No one know exactly when this happened, but recently hackers managed to get part of LinkedIn hashed password database, containing 6.3-6.5 million individual passwords.
On Wednesday, Sophos, a British Internet security company, announced that they found a large file (dump) on a Russian hacker forum that claimed to contain the hashed passwords from LinkedIn. Looking into the dump, several engineers at Sophos found their own LinkedIn passwords, confirming the claim.
Later that day, an executive at LinkedIn issued a carefully worded blog post supporting Sophos' claim. LinkedIn is currently working on notifying everyone with a compromised account and disabling all compromised passwords.

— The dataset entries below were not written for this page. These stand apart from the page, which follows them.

PR #1418, opened 2025-08-08
fix: state updates lost when frequently updated

jwajgelt:
- Fixes a bug introduced in #1404 which caused some updates to be lost when the extension sent frequent updates to the webview[^1].
- Skips calling `onSetState` when nothing changed in `StateManager`.
- Adds a random `useMemo` in `AppRootSelect` because why not.

[^1]: The bug was caused by changing the legend-state update mode to `"set"` and setting a merge of the current state in the store with the updates received in the listener which synchronizes state changes in the Extension with the Webview's state.
Because the `update` function is called asynchronously, if the listener is called multiple times before the update can be applied, we merge the changes with the stale state stored in the Legend State observable and set that, losing the intermediate updates.
The fix passes a callback to the `update` function which receives the value set at the time the assignment happens, not at the time the changes were received.
The `update` function is typed to expect the actual values, but the implementation _does_ accept the callback and handles it correctly.

### How Has This Been Tested: 
- set a breakpoint in `ide.ts` on `this.stateManager.setState({ applicationRoots });`
- open a workspace in Radon
- after stopping at the breakpoint and waiting a while, resume the debugger
- the application roots should set up correctly

### DIFF
--- a/packages/vscode-extension/src/project/StateManager.ts
+++ b/packages/vscode-extension/src/project/StateManager.ts
@@ -62,8 +62,10 @@ class RootStateManager<T extends object> extends StateManager<T> {
 
   setState(partialState: RecursivePartial<T>): void {
     const [newState, changes] = mergeAndCalculateChanges(this.state, partialState);
-    this.state = newState;
-    this.onSetStateEmitter.fire(changes);
+    if (this.state !== newState) {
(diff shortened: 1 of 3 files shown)


filip131311 (approved):
I trust you lets make it into a package 🚢

PR #1436, opened 2025-08-12
feat: run Expo Prebuild when configured

jwajgelt:
Allows configuring Expo Prebuild to run before building the application.

The prebuild step is skipped if the native directories already exist and the fingerprint didn't change after the last prebuild operation completed successfully.

image

### How Has This Been Tested: 
- open radon test app `expo-52-prebuild-with-plugins`
- delete the `ios` and `android` directories
- open the Launch Configuration editor and set the "Use Expo Prebuild" option to true
- restart the app
- check that prebuild run in the build logs
- check that prebuild doesn't run when rebuilding the app if the fingerprint didn't change

#1439

### DIFF
--- a/packages/vscode-extension/package.json
+++ b/packages/vscode-extension/package.json
@@ -605,7 +605,7 @@
               },
               "usePrebuild": {
                 "type": "boolean",
-                "description": "When set, Radon will run Expo Prebuild before building the application."
+                "description": "When set, Radon will run Expo Prebuild before building the application. Only applies to applications using Expo CLI."
               }
             }
           }
@@ -827,7 +827,7 @@
               },
               "usePrebuild": {
                 "type": "boolean",
-                "description": "When set, Radon will run Expo Prebuild before building the application."
+                "description": "When set, Radon will run Expo Prebuild before building the application. Only applies to applications using Expo CLI."
               }
             }
           }
--- a/packages/vscode-extension/src/dependency/prebuild.ts
+++ b/packages/vscode-extension/src/dependency/prebuild.ts
@@ -1,5 +1,3 @@
-import path from "path";
-import fs from "fs";
 import assert from "assert";
 import { Disposable, OutputChannel } from "vscode";
 import { exec } from "../utilities/subprocess";
@@ -10,6 +8,9 @@ import { FingerprintProvider } from "../project/FingerprintProvider";
 import { lineReader } from "../utilities/subprocess";
 import { CancelError, CancelToken } from "../utilities/cancelToken";
 import { extensionContext } from "../utilities/extensionContext";
+import _ from "lodash";
+import crypto from "crypto";
+import { checkNativeDirectoryExists } from "../utilities/checkNativeDirectoryExists";
 
 class PrebuildProcess {
   private attachedCounter = 0;
@@ -37,8 +38,17 @@ class PrebuildProcess {
   }
 }
 
-function persistKey(platform: DevicePlatform, appRoot: string) {
-  const key = `prebuild:${platform}:${appRoot}`;
+function getEnvHash(env: Record<string, string>) {
+  const sortedEnv = _.sortBy(Object.entries(env), ([key, _value]) => key);
+  const envHash = crypto.createHash("md5");
+  sortedEnv.forEach(([k, v]) => {
+    envHash.update(`${k}=${v}`);
+  });
+  return envHash.digest("hex");
+}
+
+function getPersistKey(platform: DevicePlatform, appRoot: string, env?: Record<string, string>) {
+  const key = `prebuild:${platform}:${appRoot}:${getEnvHash(env ?? {})}`;
   return key;
 }
 
@@ -53,17 +63,6 @@ export class Prebuild implements Disposable {
     });
   }
 
-  private async nativeDirectoryExists(buildConfig: IOSLocalBuildConfig | AndroidLocalBuildConfig) {
-    const directoryName = buildConfig.platform === DevicePlatform.Android ? "android" : "ios";
-    const nativeDirectoryPath = path.join(buildConfig.appRoot, directoryName);
-    try {
-      const stat = await fs.promises.stat(nativeDirectoryPath);
-      return stat.isDirectory();
-    } catch {
-      return false;
-    }
-  }
-
   public async runPrebuildIfNeeded(
     buildConfig: IOSLocalBuildConfig | AndroidLocalBuildConfig,
     outputChannel: OutputChannel,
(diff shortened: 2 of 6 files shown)


packages/vscode-extension/package.json
```diff
@@ -602,6 +602,10 @@
                     "description": "Defaults to `true`, this should only be set to `false` for brownfield setups when React Native components aren't rendered immediately after the app launches."
                   }
                 }
+              },
+              "usePrebuild": {
+                "type": "boolean",
+                "description": "When set, Radon will run Expo Prebuild before building the application."
```
filip131311: This description does not provide a full context for this setting. It will run prebuild before build but only if it is necessery, and it will also affect if the build will run at all (instead of expo go) It will also affect only expo projects.

packages/vscode-extension/package.json
```diff
@@ -820,6 +824,10 @@
                     "description": "Defaults to `true`, this should only be set to `false` for brownfield setups when React Native components aren't rendered immediately after the app launches."
                   }
                 }
+              },
+              "usePrebuild": {
```
filip131311, line 828: same

packages/vscode-extension/src/dependency/prebuild.ts
```diff
@@ -0,0 +1,170 @@
...
+      }
+    });
+  }
+
+  public cancel() {
+    this.cancelToken.cancel();
+  }
+}
+
+function persistKey(platform: DevicePlatform, appRoot: string) {
```
filip131311: the name of this function seems to be a verb and I would expect it to persist Key 

can you make it into `getPersistKey` or `generatePersistKey`?

packages/vscode-extension/src/dependency/prebuild.ts
```diff
@@ -0,0 +1,170 @@
...
+  const key = `prebuild:${platform}:${appRoot}`;
```
filip131311: does `expo prebuild` command take env arguments? if so maybe we want to invalidate on env change as well?

packages/vscode-extension/src/dependency/prebuild.ts
```diff
@@ -0,0 +1,170 @@
...
+  return key;
+}
+
+export class Prebuild implements Disposable {
+  private prebuildProcessByPlatform = new Map<DevicePlatform, PrebuildProcess>();
+
+  constructor(private fingerprintProvider: FingerprintProvider) {}
+
+  dispose() {
+    this.prebuildProcessByPlatform.forEach((prebuildProcess) => {
```
filip131311, line 61: I lately started to do: 
```
this.disposables.push(new Disposable(()=>{
logic that does something 
})
```

in order to unify our approach to disposable classes. 

I am not attached to the Idea but would love to know your opinion?

packages/vscode-extension/src/dependency/prebuild.ts
```diff
@@ -0,0 +1,170 @@
...
+      prebuildProcess.cancel();
+    });
+  }
+
+  private async nativeDirectoryExists(buildConfig: IOSLocalBuildConfig | AndroidLocalBuildConfig) {
```
filip131311: don't we do that logic in other places when we detect if project is expo go for example?
It does not seem to depend on any class fields. Could it be a shared util?

packages/vscode-extension/src/dependency/prebuild.ts
```diff
@@ -0,0 +1,170 @@
...
+      ongoingPrebuild === undefined && lastSuccessfulFingerprint === currentFingerprint;
+    const isCurrentlyPrebuilding = ongoingPrebuild !== undefined;
+
+    const canSkipPrebuild =
+      !buildConfig.forceCleanBuild &&
+      nativeDirectoryExists &&
+      (hasAlreadyPrebuild || isCurrentlyPrebuilding);
+    if (canSkipPrebuild) {
+      if (isCurrentlyPrebuilding) {
+        ongoingPrebuild.attach(cancelToken);
```
filip131311, line 90: scenario to consider: 

- ongoing prebuild exists 
- then another proces wants to run prebuild and attaches here so attach count is at 2 
- then another proces wants a prebuild but it requires a fresh prebuild for some reason 
- this causes `ongoingPrebuild?.cancel();` to be run and it does not stop the prebuild process because attach count was at 2. 
- is it intended? Why?

packages/vscode-extension/src/dependency/prebuild.ts
```diff
@@ -0,0 +1,170 @@
...
+
+  private async runPrebuild(
+    buildConfig: IOSLocalBuildConfig | AndroidLocalBuildConfig,
+    outputChannel: OutputChannel,
+    cancelToken: CancelToken
+  ) {
+    const appRoot = buildConfig.appRoot;
+    const cliPath = getExpoCliPath(appRoot);
+    if (!cliPath) {
+      throw new BuildError(
```
filip131311, line 130: should we make usePrebuild option disabled in the launch configuration ui when the XLI does not exist?

packages/vscode-extension/src/dependency/prebuild.ts
```diff
@@ -0,0 +1,170 @@
...
+    args.push("--no-install");
+    if (buildConfig.forceCleanBuild) {
+      args.push("--clean");
+    }
+
+    if (cancelToken.cancelled) {
+      throw new CancelError("Prebuild was cancelled");
+    }
+
+    const process = exec("node", args, { cwd: appRoot });
```
filip131311, line 147: somewhere in code we have two checks 

`ensureDependenciesForBuild` and `ensureDependenciesForStart` the second one checks node version compatibility with the project. we might make sure it is run before this moment (or we should make a separate check for just expo cli compatibility)

packages/vscode-extension/package.json
jwajgelt: > It will run prebuild before build but only if it is necessery

That's an implementation detail.

>  it will also affect if the build will run at all (instead of expo go)

This is implied, that's the same if the user run `prebuild` before `run`.

> It will also affect only expo projects

This could probably be mentioned.

packages/vscode-extension/src/dependency/prebuild.ts
jwajgelt: I feel it's good when you have `Disposable` components, but in this case (or whenever you have actual logic you want to run, and that's it) I feel it just creates noise.
It's a preference thing though.

packages/vscode-extension/src/dependency/prebuild.ts
jwajgelt: Maybe? 🤷

packages/vscode-extension/src/dependency/prebuild.ts
jwajgelt: `cancel()` will always fully cancel the prebuild process, it calls the `CancelToken` internal to the `PrebuildProcess` which wraps the actual process.

packages/vscode-extension/src/dependency/prebuild.ts
jwajgelt: No.
I don't like the idea of the Config menu reading the user's environment, it should relate to the application -- especially since we intend the configs to be shared between people working on a project.

packages/vscode-extension/src/dependency/prebuild.ts
jwajgelt: `ForStart` runs before `ForBuild`. 
If your node doesn't run `@expo/cli` correctly this will just error, it's fine.

packages/vscode-extension/package.json
filip131311: > That's an implementation detail.

I am not sure as we luck "forcePrebuild" option it might be interpreted as such 

> This is implied, that's the same if the user run prebuild before run.

our poor communication in the past is not a good argument. It affects the whole experience and could just mean "would you like us to do it for you?" type of thing I would like it mentioned

packages/vscode-extension/src/dependency/prebuild.ts
filip131311: I can live with that

packages/vscode-extension/src/dependency/prebuild.ts
jwajgelt: I guess.

PR #1438, opened 2025-08-12
feat: improve inspector and replay overlay rotation handling

pFornagiel:
### Description

This PR introduces improved app orientation detection by utilising popular react-native libraries (if they are currently available) and using orientation information from the Info.plist file in case of iOS applications. This is meant to battle edge-cases not handled by previous approach.

This PR also brings back `PortraitUpsideDown` device orientation, as most issues connected with its handling have been fixed.

### How Has This Been Tested: 

- **test whether element inspector works correctly on different device rotations**
- **test whether the behaviour of element inspector is correct on android and iOS using [react-native-orientation-locker](https://www.npmjs.com/package/react-native-orientation-locker) and [expo-screen-orientation](https://www.npmjs.com/package/expo-screen-orientation) on different devices**

Not applicable.


packages/vscode-extension/lib/orientation/DefaultOrientationStrategy.js
```diff
@@ -1,36 +1,29 @@
...
+ * Android: Orientation events fire after app rotation and are distinct from device orientation. In case of
+ * android, the event fires on app start and can be relied on during the app lifecycle.
+ *
+ * iOS: Events fire when DEVICE rotates (based on sensors), not when APP rotates, creating not only
+ * timing issues, but also firing events event when the application's UI is not rotated. This means
+ * we cannot rely on the events entirely and the frontend must properly interpret the messages sent.
+ *
+ * To handle iOS limitations, we use DimensionsObserver for additional tracking and make assumptions
+ * about supported orientations (e.g., portrait-secondary typically not supported).
+ */
```
jwajgelt: Since Android "just works" -- could split this file into two:
- `AndroidOrientationStrategy.js` which uses just the `UIManager` event listener and sends the event
- `DefaultIosOrientationStrategy.js` which is what we currently do here
and when selecting the strategy, on Android always use the first one, and only try to use the package-based ones or the default one on iOS?

packages/vscode-extension/src/builders/BuildCache.ts
```diff
@@ -124,8 +124,11 @@ function getAppPath(build: BuildResult) {
   return build.platform === DevicePlatform.Android ? build.apkPath : build.appPath;
 }
 
-async function getAppHash(appPath: string) {
-  return (await calculateMD5(appPath)).digest("hex");
+async function getAppHash(appBuild: AndroidBuildResult | IOSBuildResult) {
+  const fileHash = (await calculateMD5(getAppPath(appBuild))).digest("hex");
+  const supportedOrientationsHash =
+    appBuild.platform === DevicePlatform.IOS ? appBuild.supportedInterfaceOrientations.join() : "";
+  return `${fileHash}${supportedOrientationsHash}`;
```
jwajgelt: Is this necessary? I would expect that different settings produce different `fileHash`.

packages/vscode-extension/src/project/applicationSession.ts
```diff
@@ -252,6 +256,51 @@ export class ApplicationSession implements ToolsDelegate, Disposable {
...
+        return DeviceRotation.LandscapeLeft;
+      } else {
+        return DeviceRotation.LandscapeRight;
+      }
+    }
+
+    if (orientation === "Portrait") {
+      // iPhone case - expo always reports portraitUpsideDown as portrait on iPads
+      if (
+        this.device.deviceInfo.deviceType === "Tablet" &&
```
jwajgelt: Why not
```suggestion
        this.device.deviceInfo.deviceType === DeviceType.Tablet &&
```
?

jwajgelt (approved):
Overall looks very good, left a couple comments.

packages/vscode-extension/src/builders/BuildCache.ts
pFornagiel: This handles the case, where user updates to the new version of the extension whilst still having the same options. We wish to invalidate the old cache, so that the app will not use an old cached build without defined supportedInterfaceOrientations field.

If it's fitting, we could also add some constant string of characters to the hash for iOS builds instead, this would achieve the same effect.

packages/vscode-extension/src/project/applicationSession.ts
pFornagiel: Changed in fb354e74

packages/vscode-extension/lib/orientation/DefaultOrientationStrategy.js
pFornagiel: Introduced `IosDefaultOrientationStrategy` and `AndroidDefaultOrientationStrategy` in cdb5e15.

```ts
const getOrientationStrategy = () => {
  if(Platform.OS === "android") {
    return AndroidDefaultOrientationStrategy.getStrategy();
  }

  if (ExpoOrientationStrategy) {
    return ExpoOrientationStrategy.getStrategy();
  }

  if (OrientationLockerStrategy) {
    return OrientationLockerStrategy.getStrategy();
  }

  return IosDefaultOrientationStrategy.getStrategy();
};

const orientationStrategy = getOrientationStrategy();
```

packages/vscode-extension/src/builders/BuildCache.ts
jwajgelt: I'd prefer we changed the cache key rather than the hash we store in the result.

pFornagiel: Changed in 96814d47

jwajgelt (approved):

The company is also updating their security. The stolen information only uses basic hashing algorithms, making it easier for the hackers (and anyone with access to the forums) to decode the passwords. The enhanced security features include salting their password database to increase the complexity of the hashed passwords..
I know that several people in East Cobb use LinkedIn, and I strongly suggest that you change your LinkedIn password immediately.
To change your password:
- Mouse over your name in the top right corner of any LinkedIn webpage.
- Select "Settings" from the drop down menu.
- At this point, LinkedIn might ask you for your current email address and password. Enter the appropriate information and continue.
- Look at the left hand side of the screen. In the box with your LinkedIn pictures, you will see a field marked "Primary Email Address." Under that field you'll see "Password" with a link to the right labelled "change."